In a remarkable twist, air pollution monitoring stations have unwittingly become treasure troves of valuable plant and animal life data. Recent advancements in environmental DNA (eDNA) analysis have revolutionized wildlife surveys by enabling researchers to track biodiversity without physically encountering the organisms. Now, scientists have discovered that air filters used in pollution monitoring stations inadvertently capture and store DNA samples from the environment, providing a novel and extensive source of information for tracking species and studying ecosystems.
Environmental DNA consists of genetic material shed by plants and animals, such as cells, waste, and blood, that lingers in the air, water, or soil. Analyzing eDNA has transformed the field of wildlife research, eliminating the need for direct observation and capture of organisms.
Instead, scientists can identify species by detecting their genetic traces left behind in the environment. While eDNA methods have been revolutionary, they have been challenging to apply on large scales and over extended periods. However, a groundbreaking new approach leverages existing air samples routinely collected and stored at pollution monitoring stations to study air pollution and simultaneously track biodiversity.
The Convergence of Air Quality Monitoring and Biodiversity Research
James Allerton from the National Physical Laboratory in the UK recognized the parallels between his work monitoring air quality and a report on harvesting eDNA with air filters.
Collaborating with biologists who conducted the initial study, an international team has conducted experiments confirming that air pollution monitoring stations unintentionally collect and retain DNA samples that can now be analyzed. This unexpected revelation opens up a wealth of possibilities for studying biodiversity.
Elizabeth Clare from York University in Canada highlights the broad applications of this technique. By analyzing the DNA samples captured on air filters, researchers can detect the rise of invasive species, monitor the decline of native species, and even discover entirely new organisms previously unknown to science.

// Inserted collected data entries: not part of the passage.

PR #1066, opened 2021-02-01
[sensor] Visualize observation from depth sensor

bigbike:
## Motivation and Context
As titled. In current GUI mode (viewer), we do not have a way to visualize the depth info which is not displayable. This diff is to address this problem.
- It introduces a new class called `SensorInfoVisualizer` as a helper class, which provides and manages the framebuffer, renderbuffer, shaders that are necessary in the visualization.
- It introduces a new shader class called `DepthVisualizerShader` that leverages the existing `depth.vert` and `depth.frag` to visualize the depth info.
- It would work for regular depth sensor, and also the fisheye depth sensor (TODO).
- Scalable: This framework can be easily extended to visualize the other sensor info other than the depth map.
- In viewer, press key '7' to switch between rgb sensor and the depth sensor.

Lastest results:
rgb depth:
rgb-depth-1

Fisheye depth:
fisheye-depth-1

==== **OBSOLETE** ========
Regular RGB sensor:
rgb-viz
Depth sensor in the same camera angle:
depth-viz

## Types of changes

## Checklist


mosra:
Unrelated: it's interesting how @bigbike and @eundersander have almost the same avatar, what's the probability of that happening? :smile:

src/utils/viewer/viewer.cpp
```diff
@@ -931,9 +954,6 @@ void Viewer::drawEvent() {
       Mn::GL::Renderer::disable(Mn::GL::Renderer::Feature::Blending);
     }
     sensorRenderTarget->blitRgbaToDefault();
-    // Immediately bind the main buffer back so that the "imgui" below can work
-    // properly
-    Mn::GL::defaultFramebuffer.bind();
```
mosra, line 936: Why is this removed? What's the reason?

src/utils/viewer/viewer.cpp
```diff
@@ -950,6 +970,9 @@ void Viewer::drawEvent() {
                  ImGuiWindowFlags_NoDecoration | ImGuiWindowFlags_NoBackground |
                      ImGuiWindowFlags_AlwaysAutoResize);
     ImGui::SetWindowFontScale(1.5);
+    if (flyingCameraMode_) {
+      ImGui::Text("In flying Camera MODE. Press key '3' to EXIT.");
+    }
```
mosra, line 975: This seems unrelated to the bulk of changes in this PR.

src/esp/sensor/VisualSensor.cpp
```diff
@@ -22,5 +24,34 @@ void VisualSensor::bindRenderTarget(gfx::RenderTarget::uptr&& tgt) {
...
+          .setDepthUnprojection(*depthUnprojection())
+          .setDepthScaling(depthScaling);
+      // draw to the framebuffer
+      visualizer.draw(shader.key());
+    } break;
+
+    default:
+      // Have to had this default, otherwise the clang-tidy will be pissed off,
+      // and will not let me pass
+      break;
```
mosra, line 52: :laughing: 

what was the error it gave you? this seems silly

src/esp/gfx/SensorInfoVisualizer.cpp
```diff
@@ -0,0 +1,90 @@
...
+  if (frameBuffer_.viewport() != Mn::Range2Di{{}, {framebufferSize}}) {
+    frameBuffer_ = Mn::GL::Framebuffer{{{}, framebufferSize}};
+    colorBuffer_.setStorage(Mn::GL::RenderbufferFormat::RGBA8, framebufferSize);
+    frameBuffer_.attachRenderbuffer(Mn::GL::Framebuffer::ColorAttachment{0},
+                                    colorBuffer_);
+    // depth buffer is 24-bit integer pixel
+    depthBuffer_.setStorage(Mn::GL::RenderbufferFormat::DepthComponent24,
+                            framebufferSize);
+    frameBuffer_.attachRenderbuffer(
+        Mn::GL::Framebuffer::BufferAttachment::Depth, depthBuffer_);
```
mosra, line 37: Do you actually need the depth buffer? Isn't it only rendering a single textured triangle, no matter what kind of data gets visualized?

src/esp/gfx/SensorInfoVisualizer.cpp
```diff
@@ -0,0 +1,90 @@
...
+  CORRADE_ASSERT(
+      frameBuffer_.viewport() == Mn::GL::defaultFramebuffer.viewport(),
+      "SensorInfoVisualizer::blitRgbaToDefault(): a mismatch on viewport"
+      "between current framebuffer and the default framebuffer.", );
+
+  Mn::GL::AbstractFramebuffer::blit(
+      frameBuffer_, Mn::GL::defaultFramebuffer, frameBuffer_.viewport(),
+      Mn::GL::defaultFramebuffer.viewport(), Mn::GL::FramebufferBlit::Color,
+      Mn::GL::FramebufferBlitFilter::Nearest);
+}
```
mosra, line 69: Actually, is the extra framebuffer needed *at all*? Since the only use of this visualizer is in the viewer, where you *do want* to have it in the default framebuffer anyway.

I'd personally just have `draw()` take the target framebuffer it renders to and that's it. I don't see a reason why there would need to be yet another render target for visualization operations.

src/esp/gfx/DepthVisualizerShader.cpp
```diff
@@ -0,0 +1,84 @@
...
+  CORRADE_INTERNAL_ASSERT_OUTPUT(Mn::GL::Shader::compile({vert, frag}));
+
+  attachShaders({vert, frag});
+
+  CORRADE_INTERNAL_ASSERT_OUTPUT(link());
+
+  setUniform(uniformLocation("depthTexture"), DepthTextureUnit);
+
+  depthUnprojectionUniform_ = uniformLocation("depthUnprojection");
+  CORRADE_INTERNAL_ASSERT(depthUnprojectionUniform_ != ID_UNDEFINED);
```
mosra, line 60: I remember we discussed this once already, but I feel like it needs repeating -- `ID_UNDEFINED` is Habitat-specific, it has no relation to Magnum, and if it ever changes for some reason, the assert will no longer work.

If you want to avoid using the `-1` because "coding guidelines forbid magic constants" etc, I'd suggest doing this instead:

```cpp
CORRADE_INTERNAL_ASSERT(depthUnprojectionUniform_ >= 0);
```

Same elsewhere.

src/esp/gfx/DepthVisualizerShader.h
```diff
@@ -0,0 +1,50 @@
+// Copyright (c) Facebook, Inc. and its affiliates.
+// This source code is licensed under the MIT license found in the
+// LICENSE file in the root directory of this source tree.
+
+#ifndef ESP_GFX_DEPTHVISUALIZERSHADER_H_
+#define ESP_GFX_DEPTHVISUALIZERSHADER_H_
+#include <Corrade/Containers/EnumSet.h>
```
mosra, line 7: Include not used here :)

src/esp/gfx/SensorInfoVisualizer.h
```diff
@@ -0,0 +1,111 @@
...
+
+enum class SensorInfoType : Magnum::UnsignedInt {
+  Depth = 0,
+};
+
+/**
+@brief helper class to visualize undisplayble info such as depth, semantic ids
+from the sensor on a framebuffer
+*/
+class SensorInfoVisualizer {
```
mosra, line 30: Why not just `SensorVisualizer`?

src/esp/sensor/VisualSensor.cpp
```diff
@@ -22,5 +24,34 @@ void VisualSensor::bindRenderTarget(gfx::RenderTarget::uptr&& tgt) {
...
+    case SensorType::Depth: {
+      // setup the shader
+      Mn::Resource<Mn::GL::AbstractShaderProgram, gfx::DepthVisualizerShader>
+          shader = visualizer.getShader<gfx::DepthVisualizerShader>(
+              gfx::SensorInfoType::Depth);
+      shader->bindDepthTexture(renderTarget().getDepthTexture())
+          .setDepthUnprojection(*depthUnprojection())
+          .setDepthScaling(depthScaling);
+      // draw to the framebuffer
+      visualizer.draw(shader.key());
```
mosra, line 46: I don't understand the API design here. Why do you first retrieve a shader resource to set its uniforms but then pass just a resource key to `draw()` so `draw()` has to fetch the same shader resource again (and then do additional error handling)? Why not have just a `draw(GL::AbstractShaderProgram&)`? Or maybe even just expose the mesh and call a draw() on it directly from here.

Honestly the more I look at it, the less useful the overly generic `SensorVisualizer` seems to be. I'd make it actually aware of what it's doing instead of splitting the responsibilities partly between this class and the `SensorVisualizer`. That way:

- it can create the shader on-demand and set the uniforms on its own, exposing a simpler API to be used from VisualSensor
- thus you don't need to do the *direct* shader setup here (this is not a good place for such low-level stuff I'd say)
- and so you don't need the complex templated `getShader()` getter and neither the resource manager nor any of that stuff, you can just have the shader(s) one by one directly in the class as the class is fully aware of what it can and cannot do

src/shaders/depth.frag
```diff
@@ -6,20 +6,35 @@ in highp vec2 textureCoordinates;
...
-  originalDepth = depth;
+    #ifdef DEPTH_VISUALIZATER
+    highp float
+    #endif
+    originalDepth = depth;
+  #endif
+  #ifdef DEPTH_VISUALIZATER
+    highp float r = originalDepth / depthScaling;
+    highp float b = 0.5 - 0.5 * r;
+    fragmentColor = vec4(r, r, b, 1.0);
```
mosra, line 38: I'd suggest to use colormaps for better visualization output -- [DebugTools::ColorMap](https://doc.magnum.graphics/magnum/namespaceMagnum_1_1DebugTools_1_1ColorMap.html). Especially the Turbo color map is tuned to make minor differences nicely visible and the output uniformly bright.

Further, to make it more generic, I'd name it a "color map transform" instead of "depth scaling", as that allows you to later use the same API for semantic ID visualization as well. [See how MeshVisualizer does it](https://doc.magnum.graphics/magnum/classMagnum_1_1Shaders_1_1MeshVisualizer3D.html#Shaders-MeshVisualizer-object-id).

src/shaders/depth.frag
```diff
@@ -6,20 +6,35 @@ in highp vec2 textureCoordinates;
...
+      /* We can afford using == for comparison as 1.0f has an exact
+         representation and the depth is cleared to exactly this value. */
+      depth == 1.0 ? 0.0 :
+      #endif
+      depthUnprojection[1] / (depth + depthUnprojection[0]);
   #else
-  originalDepth = depth;
+    #ifdef DEPTH_VISUALIZATER
+    highp float
+    #endif
```
mosra, line 32: I feel these `#ifdef`s are a bit excessive. Declare the variable once above for both cases so you don't need to do this.

Thinking more about this, I feel like two *completely unrelated* shaders are mashed up together. They're not even exposed through the same C++ class. Since this is for an interactive visualization and not ML, one extra pass won't matter, so what about

1. unprojecting depth as usual using the original shader
2. then have a shader that's dedicated *just* to visualization, which then processes the unprojected depth

That way the `VisualizerShader` doesn't need the depth-related inputs and can be also easily adapted to visualizing any other rendered data, such as semantic IDs.

src/esp/sensor/VisualSensor.cpp
Skylion007: Agreed, this should be more tightly integrated with Sensor. What's the benefit of this class? This class seems like it would be a pain to use easily from Python for instance.

bigbike: To both of you: @mosra @Skylion007 
**Why I need this class?**
I need a container to hold the framebuffer, renderbuffer, shaders, the big triangle (GL mesh) as a canvas etc. These resources which are necessary to do the visualization. I tried to put them in the VisualSensor. Then VisualSensor becomes too much and too ugly. Also I hope this infra can be used in the `NonVisualSensor` in the future. 

**Why I need the framebuffer and renderbuffer?**
If it is only for "visualization", yes, the default framebuffer is good enough. But if I need "interaction", it is not enough. For example, I am thinking it would be awesome if we can "select and highlight" some objects even in the depth or semantic visualization.
(I know I need to further change the shader in this case.)

Now answer the questions separately:

@mosra:
>it can create the shader on-demand 

Constructing a shader is expensive. I prefer to keep it once it is constructed. So I need the ResourceManager either in this class or in the `VisualSensor`. I prefer to do it in this `SensorVisualizer` class so that later after we have developed the `NonVisualSensor` I can use it as well.

>I don't understand the API design here. 
>maybe even just expose the mesh 

Yes, when I coded it up, I wished to call `shader->draw()` directly. But I found I needed that mesh which was NOT exposed (and I do not want to). I was thinking retrieve this shader via key was cheap to do. 

>draw(GL::AbstractShaderProgram&)

OK, I can do it.

>you can just have the shader(s) one by one directly in the class as the class is fully aware of what it can and cannot do

Putting all the shaders (there might be a lot in the future) one by one in which class, the VisualSensor class? It would become very ugly. I guess I do not understand you completely, do I? Hope you can explain a bit further.  

>the complex templated getShader()

Not just for depth, semantic info, I am paving the way for the future, e.g., force, lidar, etc. Any info that is not directly displayable, but has certain ways to be visualized. 

@Skylion007 : 
> What's the benefit of this class?

See my above comments on why I need this class.

>simplify shader setup so that it can be easily reused from VisualSensor.

I believe this is a clean way in order NOT to mess up with the `VisualSensor`.

>doing it like that would make it easier to expose to Python for example

You will have to expose the entire `SensorVisualizer` class simply because it appears as 1 input parameter in the argument list of this function `visualizeObservation` in `VisualSensor`?

src/esp/sensor/VisualSensor.cpp
bigbike: The CI test failed directly in the clang-tidy section.
It says missing code for the other enum terms. 
And look at this [long list](https://github.com/facebookresearch/habitat-sim/blob/master/src/esp/sensor/Sensor.h#L20-L32):   
  None = 0,
  Color = 1,
  Depth = 2,
  Normal = 3,
  Semantic = 4,
  Path = 5,
...

src/shaders/depth.frag
bigbike: >  a shader that's dedicated just to visualization

I used to have a dedicated shader. But it is different from what you suggested here -- dedicated to process the **unprojected** depth. My shader will still do both depth unprojection + processing like it does here. And then I thought you might say, well why not leverage the existing depth.frag to avoid code duplication?? Clearly my guess took the wrong direction this time. :)

Well, I guess the focus is that do I need the depth-related input?
Answer: it depends whether I need "visualization ONLY" or "visualization + interaction".
Your comments is based on the former, while I was thinking the latter.
However, I am actually considering adding depth in later (directly read from the `depthRenderTexture` and output to the `gl_FragDepth`) since it gives me the ability for "interaction".

src/shaders/depth.frag
bigbike: Cool stuff. I will study it.

src/utils/viewer/viewer.cpp
bigbike: Good catch. I am supposed to move it out of the bracket. Definitely a bug introduced. Will fix.

src/utils/viewer/viewer.cpp
bigbike: Yeah, I found it was annoying (without such info) when debugging this PR. So try to fix it in this PR.

src/esp/gfx/SensorInfoVisualizer.cpp
bigbike: I need a depth buffer later if I would like to "interact“. For example, if I would like to select and highlight some objects. ( I need to draw these objects on top of this framebuffer.)

bigbike: I need a depth buffer later if I would like to "interact“. For example, if I would like to select and highlight some objects. ( I need to draw these objects on top of this framebuffer.)

src/esp/gfx/SensorInfoVisualizer.cpp
bigbike: See my comments below.

src/esp/sensor/VisualSensor.cpp
bigbike: @Skylion007 : the "default" a bad concept.

src/shaders/depth.frag
bigbike: By the way, I understand you can apply such ColorMap in magnum built-in MeshVisusalizer shader. 
Question: how can I apply it to my customized shader??

src/esp/sensor/VisualSensor.cpp
mosra: Oh, right, I didn't realize there's a lot more values. In that case either enumerating them all or adding a `default`. In this case the default probably makes sense.

mosra:
I feel like I already spent more time on the review here than it would take to implement a `TextureVisualizer` shader directly in magnum, so just in short -- this is how I think it should work:

1. Render everything the usual way into a framebuffer X, with depth unprojected to a texture from a depth buffer. Or render just the depth, because the color will get discarded anyway.
2. Draw a full-screen quad *into the same* framebuffer X, visualizing the depth using a color map, only color, with depth test disabled.

That way you:

- end up with a framebuffer that has the depth visualized *but also* the depth correct, which satisfies your point about "interaction",
- don't need to do anything special with `gl_FragDepth`,
- don't need a whole new Visualizer class with yet another color and depth framebuffer and all the scaffolding and documentation and testing around, as this is reusing what's already there,
- don't need to conflate the depth unprojection shader with visualization (*seriously*, from a design perspective, it just doesn't make sense to conflate the two, it will only cause problems down the road),
- and everything is much more modular and easier to extend -- if, let's say, a semantic ID visualization needs to be done (and it can't be done with [MeshVisualizer]([MeshVisualizer3D](https://doc.magnum.graphics/magnum/classMagnum_1_1Shaders_1_1MeshVisualizer3D.html)) for some strange reason), it means rendering just another fullscreen triangle with another custom shader to the same color buffer, without the shader again having to take care of depth unprojection or writing to `gl_FragDepth`

bigbike:
Dear reviewers:
The diff is ready to be reviewed again. Code has been significantly refactored based on the reviewers' comments.
In this version the `Magnum::ColorMap` is adopted and the parameter is fine tuned.
See the results (depth sensor) as follows:
rgb-depth-1
fisheye-depth-1

bigbike:
@mosra: This is diff is ready to be reviewed again.

src/esp/gfx/TextureVisualizerShader.cpp
```diff
@@ -0,0 +1,143 @@
...
+
+TextureVisualizerShader& TextureVisualizerShader::setColorMapTransformation(
+    float offset,
+    float scale) {
+  CORRADE_ASSERT(offset >= 0.0,
+                 "TextureVisualizerShader::setColorMapTransformation(): offset"
+                     << offset << "is illegal.",
+                 *this);
+  CORRADE_ASSERT(scale >= 0.0,
+                 "TextureVisualizerShader::setColorMapTransformation(): scale "
```
mosra, line 115:
```suggestion
                 "TextureVisualizerShader::setColorMapTransformation(): scale"
```

src/shaders/textureVisualizer.frag
```diff
@@ -0,0 +1,53 @@
...
+#define colorMapScale colorMapOffsetScale.y
+
+#ifdef DEPTH_TEXTURE
+uniform highp vec2 depthUnprojection;
+#endif
+
+//------------- output ----------------------
+#ifdef EXPLICIT_ATTRIB_LOCATION
+layout(location = OUTPUT_ATTRIBUTE_LOCATION_COLOR)
+#endif
```
mosra, line 24: I think this could do without the `#ifdef EXPLICIT_ATTRIB_LOCATION` around -- in Magnum that's only for compatibility with GL 2.1 / ES2 / WebGL 1, which you don't care about here.

(Also remove the related `addSource()` in the shader cpp, of course.)

mosra (commented):
Found just two very minor things.

I was wondering if it would be useful to allow the user to change the colormap used, but maybe do that only when someone *really needs* that. Turbo is a good default.

mosra (approved):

In their tests, the team analyzed air filters from monitoring stations in London and Auchencorth Moss near Edinburgh, identifying DNA from over 180 different plants, fungi, insects, mammals, birds, fish, and amphibians. The samples included hedgehogs, badgers, smooth newts, songbirds, trees, and arable crops.
Clare and her colleagues are now embarking on an ambitious endeavor to compile a global database of biodiversity information, both past and present. They are actively seeking standardized air filters from government and private institutions worldwide, intending to gather millions of historical samples. By analyzing these samples, researchers can generate new datasets that offer insights into various species’ historical distribution and abundance.
Douglas Yu from the University of East Anglia recognizes the value of utilizing historical samples to generate new data sets. However, he emphasizes that the true advantage of this technique lies in its potential to collect samples effortlessly in the future. This capability will aid in monitoring the success of biodiversity restoration initiatives, allowing researchers to track the progress of conservation efforts more effectively.